I picked this up at a used book sale partly on the strength of the great cover art, partly because it’s a Newbery Honor Book, usually a sign of a good read. The heroine, Calpurnia Tate, is eleven years old, living in a small town in 1899 Texas, and from a well-to-do but not rich family, her father owns a large farm. Calpurnia is a tomboy, more interested in science than sewing or cooking, which is a trial for her mother, as she’s the only daughter among seven children. The title refers not only to her personal evolution but also her discovery of real scientific ideas in Charles Darwin’s classic book “The Origin of Species,” lent to her by her granddaddy, who shares Calpurnia’s interest in such things. In fact, the two strike up a sudden friendship and bond after hardly talking to each other previously, and begin spending lots of time together either out in the woods and fields collecting insect and plant specimens or in her grandaddy’s “laboratory,” a shed back of the house where he conducts research and experiments.
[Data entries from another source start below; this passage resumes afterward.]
PR #2051, opened 2024-12-03
limited api wheels for 3.12+ with cython 3.1

### LINKED ISSUE #2010: adopt limited API for wheels
When Cython 3.1 is out, we can try using the limited API, which would let us publish many fewer wheels (108 for pyzmq 26.1).

My thought is to perhaps go with some version of SPEC0 for 'full' support:

- only build one limited API wheel for lowest supported Python with lowest supported glibc (currently 3.7, manylinux 2010, I think)
- don't build any wheels for other Pythons not supported by [SPEC0](https://scientific-python.org/specs/spec-0000/) - this would mean no more wheels needed for CPython 3.8-3.10
- possibly build a 3.12 limited wheel for performance reasons ([ref](https://docs.cython.org/en/latest/src/userguide/limited_api.html#building-with-the-limited-api))

This would reduce the CPython builds from 8 supported CPythons times ~12 targets to just 5 (2x 3.13).

If there are no downsides to limited wheels after 3.12, we could stop building wheels for each minor version altogether (hopefully free-threading will have a limited API again in 3.14).

If we went with _just_ limited API wheels, we'd only have to build for ~3 CPythons (3.7, 3.12, 3.13t).

minrk:
try building wheels with limited API

requires Cython 3.1, currently in prerelease

see #2010 for more about which wheels we could/should build

- I think we should definitely drop CPython 3.8-3.10, leaving those to the Stable ABI 3.7 wheel
- The _most_ we could drop is everything but 3.7 and 3.12 (and 3.13t)

closes #2010


minrk:
Actually _can't_ drop any wheels before 3.11 because 3.11 introduces Py_buffer to the ABI, which we need. So we still need to build wheels for each supported Python <=3.10.

So we can't drop most wheels, but we could drop CPython >= 3.13 or 3.12 in favor of a limited API wheel. It's unclear if the vectorcall improvement in 3.12 is worth it or not.

CMakeLists.txt
```diff
@@ -404,9 +404,19 @@ endif()
 
 file(MAKE_DIRECTORY ${ZMQ_BACKEND_DEST})
 
+if(NOT "${SKBUILD_SABI_COMPONENT}" STREQUAL "")
+  # set stable API
+  # assume we are targeting >= current Python version
+  # this isn't required, but we can't seem to get `wheel.py-api
+  message("SKBUILD_LIMITED_API=${SKBUILD_LIMITED_API}")
```
jcfr, line 411: It turns out that `SKBUILD_LIMITED_API` should have originally been documented as `SKBUILD_LIMITED_ABI`, then it was later removed in favor of checking if `SKBUILD_SABI_COMPONENT` is not empty. See https://github.com/scikit-build/scikit-build-core/pull/957/files#r1873869308

minrk:
cibuildwheel doesn't build wheels if there's already a compatible one, so if we want to build both a 3.11 abi3 wheel and a 3.13 native wheel, we need to do something special with ci (i.e. build abi3 wheels in their own jobs).

Running with Python 3.13, I saw a ~20% performance penalty of about 1µs per send (baseline 4.5µs) in the throughput benchmarks with the 3.11 abi (basically just measuring the overhead of `Socket.send`). the penalty was reduced to about 0.7µs for the 3.12 abi with vectorcall.

So I can either:

1. publish a stable abi wheel for 3.11, stop building newer wheels (~1µs penalty)
2. publish standard wheel for 3.11, stable for 3.12+ (~0.7µs penalty)
3. keep publishing all 'current' wheels, but publish _just_ the 3.12 stable abi, so that future Pythons can have a wheel before PyPI allows uploads (_more_ wheels, not fewer)

I'm not sure which I'll pick when the time comes, but perhaps option 2.

I _really_ hope freethreading gets a stable ABI in 3.14, too.

PR #2053, opened 2025-01-13
fix PYZMQ_NO_BUNDLE option name

mgorny:
Fix the CMake `option()` name from `PYZMQ_LIBZMQ_NO_BUNDLE` to `PYZMQ_NO_BUNDLE`.  The latter is actually used below as the environment variable and as the actual condition, as well as in the documentation. Given that there are projects already using it, just fix the name passed to `option()` to match.


minrk:
Thanks!

mgorny:
Thank you!

PR #15, opened 2015-11-09
Move images from repository

vinkla:
This way we make the repository smaller to download and the file structure looks a lot cleaner.

Maybe we should also look at the [files](https://docs.npmjs.com/files/package.json#files) attributes to make the package size even smaller. I guess we only need the src folder?


vicapow:
I think it's safe to assume most people will be using `npm install` to download and install the project. How about we just add `react-map-gl-screenshots.png` to the `.npmignore` file? Might also make sense to move the images to an `img` folder.

Thanks for the PR!

vinkla:
Thanks for getting back! In my opinion images shouldn't exists within repositories since they don't make any difference on the code. In this case we want to showcase examples of what this package can do and that is where GitHub's CDN would be great. This is of course totally up to you, I'm just sharing my thoughts :)

In my opinion we should add the `files` attribute instead since we only want the `src` folder anyway. The `.npmignore` will be one more file to keep track of.

vicapow:
I'm not sure what you mean `files attribute`. Can you elaborate?
Github seems to do a fair job of supporting images in diffs. Other than keeping the repo file size small, are there any other arguments to keeping images outside of the repo? I kind of like using the git to version control the screenshots to keep track of their changes.

vicapow:
I maturely submitted that last comment. let me try that again:

I'm not sure how github's CDN works. How would we go about updating the screenshots?

I'm not sure what you mean `files attribute`. Can you elaborate?

Github seems to do a fair job of supporting images in diffs. Other than keeping the repo file size small, are there any other arguments to keeping images outside of the repo? I kind of like using the git to version control the screenshots to keep track of their changes.

vinkla:
[Here is an article on utilising GitHub's CDN.](https://vinkla.com/posts/upload-images-github/) You basically create an empty issue and the drag n drop the images onto it. Then copy the link GitHub will provide and then just leave the page (not saving the issue). 

My main argument is just to make it look less cluttered. Since GitHub will automatically upload all images within the repository to their CDN anyway. You will also still be able to keep track of what is changing in the images since the urls will still exist within the history.

The `files` attributes basically is telling NPM which files and folder that it actually needs to download. 

> The "files" field is an array of files to include in your project. If you name a folder in the array, then it will also include the files inside that folder. (Unless they would be ignored by another rule.)
https://docs.npmjs.com/files/package.json#files

It works in the as the `.npmignore` file but the other way around. It includes only the necessary files.

vinkla:
Any update on this?

vicapow:
Hey @vinkla, sounds gtm! merged. :) 

Feel free to submit a separate diff for npm `files` attribute, if you'd like

vinkla:
Thanks!

PR #16, opened 2015-11-11
Rebase to react-map-gl 0.3.0 and pin mapbox-gl to 0.11.1

gnavvy:


vicapow:
We need to hold off on this just yet. Still some work that needs to happen in some of our downstream dependencies.

PR #24, opened 2015-11-17
Add a radius to mouse move callback

baileyid:
Adding a radius parameter in mouse move callback so that it supports point features.


vicapow:
:+1:

PR #27, opened 2015-11-24
Remove ReactDOM.findDOMNode calls from src

drewbo:
Per the react docs, this use case is discouraged and can be
replaced with the ref itself. It also allows the removal of
ReactDOM from the src require statements

https://facebook.github.io/react/docs/top-level-api.html#reactdom.finddomnode

### DIFF
--- a/src/map-interactions.react.js
+++ b/src/map-interactions.react.js
@@ -20,7 +20,6 @@
 'use strict';
 
 var React = require('react');
-var ReactDOM = require('react-dom');
 var MapboxGL = require('mapbox-gl');
 var Point = MapboxGL.Point;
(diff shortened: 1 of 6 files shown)


vicapow:
Awesome. Thanks, @drewbo!

drewbo:
Np, great project @vicapow. I think this also allows the removal of `ReactDOM` from the `peerDependencies` (it's only used in the example) but I wasn't positive

vicapow:
Oh, good catch! Added in: https://github.com/uber/react-map-gl/commit/3021cd697d081d4adac0f1e219399801f6f7b5b8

This new line of activity does not go over well with Calpurnia’s family and friends. They all find her interests strange and inappropriate for a girl. No one understands her desire to avoid the life laid out for her: finding a husband and raising a family. Instead she dreams of going to a university and becoming a career woman, a goal that seems far out of reach. Meanwhile, Callie gets along as best she can with her siblings, parents and friends, having adventures in a small town way, and enjoying time with her grandaddy whenever possible. On one of their collecting expeditions, they find and bring home a plant that Grandaddy believes might be a new species. They send it off to The Smithsonian Institute in Washington, DC and then spend many long days waiting for a reply. Callie’s mother keeps trying to get her to buckle down and learn to be a young lady, and perhaps that’s all the future will hold for her, unless she can somehow prove to them she can be more.
Well written, a nice picture of a life and time I knew nothing about, and Callie reminds me a bit of both Jo from “Little Women” and Anne of Green Gables: feisty yet sensitive, smart and funny at times, awkward and temperamental at others. I think many young girls would enjoy this book as much as I did, probably more. If you’re a nature lover you’ll like that aspect as well.